* PROBLEM TO WORK ON: Write out the records again exactly. Nothing should be dropped.

* PROVIDED DATA:
PR #523, opened 2021-03-12
Add treatment of scalar sources in the AD framework

jhabriel:
Now, it is possible to use scalar sources while defining AD equations. See, in particular, test_ad_equations.py for simple usage.


keileg (approved):
Looks good.  It breaks with the other discretizations, in that it does not use _wrap_discretization, etc., but that should be okay.

We should clean up the source implementation a some point (I don't see the need for the matrix term there etc), but that will have to be for another day.

Feel free to merge as you see fit.

PR #527, opened 2021-03-15
Grad p rhs

IvarStefansson:
If the reference scalar variable is nonzero, a rhs contribution arises for the stress. This is of particular relevance for thermal stresses, i.e.
sigma = stiffness : grad u - thermal_expansion (T-T_reference) I.
This PR:
- Makes GradP return a rhs.
- Introduces the same contribution in ContactMechanicsInterfaceLaws.
- Has the ContactMechanicsBiot and THM models assign default values of p_reference=T_reference=0.
- Tests the enhancement.
- Fixes a few minor bugs.


test/integration/test_contact_mechanics_biot.py
```diff
@@ -30,17 +30,84 @@ def _solve(self, setup):
...
+        m.p_reference = 1
+
+        u, p = self._solve(m)
+        # The initial and boundary conditions for pressure are 0. The absence of
+        # the positive reference pressure results in contraction of the medium,
+        # which is fixed at the bottom.
+        u_x = u[0::2]
+        u_y = u[1::2]
+        self.assertTrue(np.all(u_y < -m.zero_tol))
+        # Mirror indices left and right half of domain
```
keileg, line 63: This will break at some point, e.g. with an update to `gmsh`. These are cell indices? So if we did the test on a Cartesian grid, symmetri is to be expected as well?

test/regression/check_tutorials.py
```diff
@@ -21,8 +21,7 @@ def run_all():
             print("********************\n")
             failed = True
             failed_files.append(file)
-        cmd_delete = "rm " + new_file
-        os.system(cmd_delete)
+        os.remove(new_file)
```
keileg, line 24: Thanks!

keileg (commented):
My only concern is the hard coding of cell indices in two of the tests; experience shows that this will break at some point. Is it an option to do these tests on Cartesian grids - and if yes, will it be much work to change? I can contribute as well.

Beoynd that, a few minor suggestions.

keileg:
@IvarStefansson: let me know what you think about the comments on the tests. 

Once we have sorted this out, I will take over and do the update regarding Ad.

test/integration/test_contact_mechanics_biot.py
keileg: I understand that the grids are Cartesian, so disregard this comment.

* ANSWER TO THE EXERCISE:
PR #523, opened 2021-03-12
Add treatment of scalar sources in the AD framework

jhabriel:
Now, it is possible to use scalar sources while defining AD equations. See, in particular, test_ad_equations.py for simple usage.


keileg (approved):
Looks good.  It breaks with the other discretizations, in that it does not use _wrap_discretization, etc., but that should be okay.

We should clean up the source implementation a some point (I don't see the need for the matrix term there etc), but that will have to be for another day.

Feel free to merge as you see fit.

PR #527, opened 2021-03-15
Grad p rhs

IvarStefansson:
If the reference scalar variable is nonzero, a rhs contribution arises for the stress. This is of particular relevance for thermal stresses, i.e.
sigma = stiffness : grad u - thermal_expansion (T-T_reference) I.
This PR:
- Makes GradP return a rhs.
- Introduces the same contribution in ContactMechanicsInterfaceLaws.
- Has the ContactMechanicsBiot and THM models assign default values of p_reference=T_reference=0.
- Tests the enhancement.
- Fixes a few minor bugs.


test/integration/test_contact_mechanics_biot.py
```diff
@@ -30,17 +30,84 @@ def _solve(self, setup):
...
+        m.p_reference = 1
+
+        u, p = self._solve(m)
+        # The initial and boundary conditions for pressure are 0. The absence of
+        # the positive reference pressure results in contraction of the medium,
+        # which is fixed at the bottom.
+        u_x = u[0::2]
+        u_y = u[1::2]
+        self.assertTrue(np.all(u_y < -m.zero_tol))
+        # Mirror indices left and right half of domain
```
keileg, line 63: This will break at some point, e.g. with an update to `gmsh`. These are cell indices? So if we did the test on a Cartesian grid, symmetri is to be expected as well?

test/regression/check_tutorials.py
```diff
@@ -21,8 +21,7 @@ def run_all():
             print("********************\n")
             failed = True
             failed_files.append(file)
-        cmd_delete = "rm " + new_file
-        os.system(cmd_delete)
+        os.remove(new_file)
```
keileg, line 24: Thanks!

keileg (commented):
My only concern is the hard coding of cell indices in two of the tests; experience shows that this will break at some point. Is it an option to do these tests on Cartesian grids - and if yes, will it be much work to change? I can contribute as well.

Beoynd that, a few minor suggestions.

keileg:
@IvarStefansson: let me know what you think about the comments on the tests. 

Once we have sorted this out, I will take over and do the update regarding Ad.

test/integration/test_contact_mechanics_biot.py
keileg: I understand that the grids are Cartesian, so disregard this comment.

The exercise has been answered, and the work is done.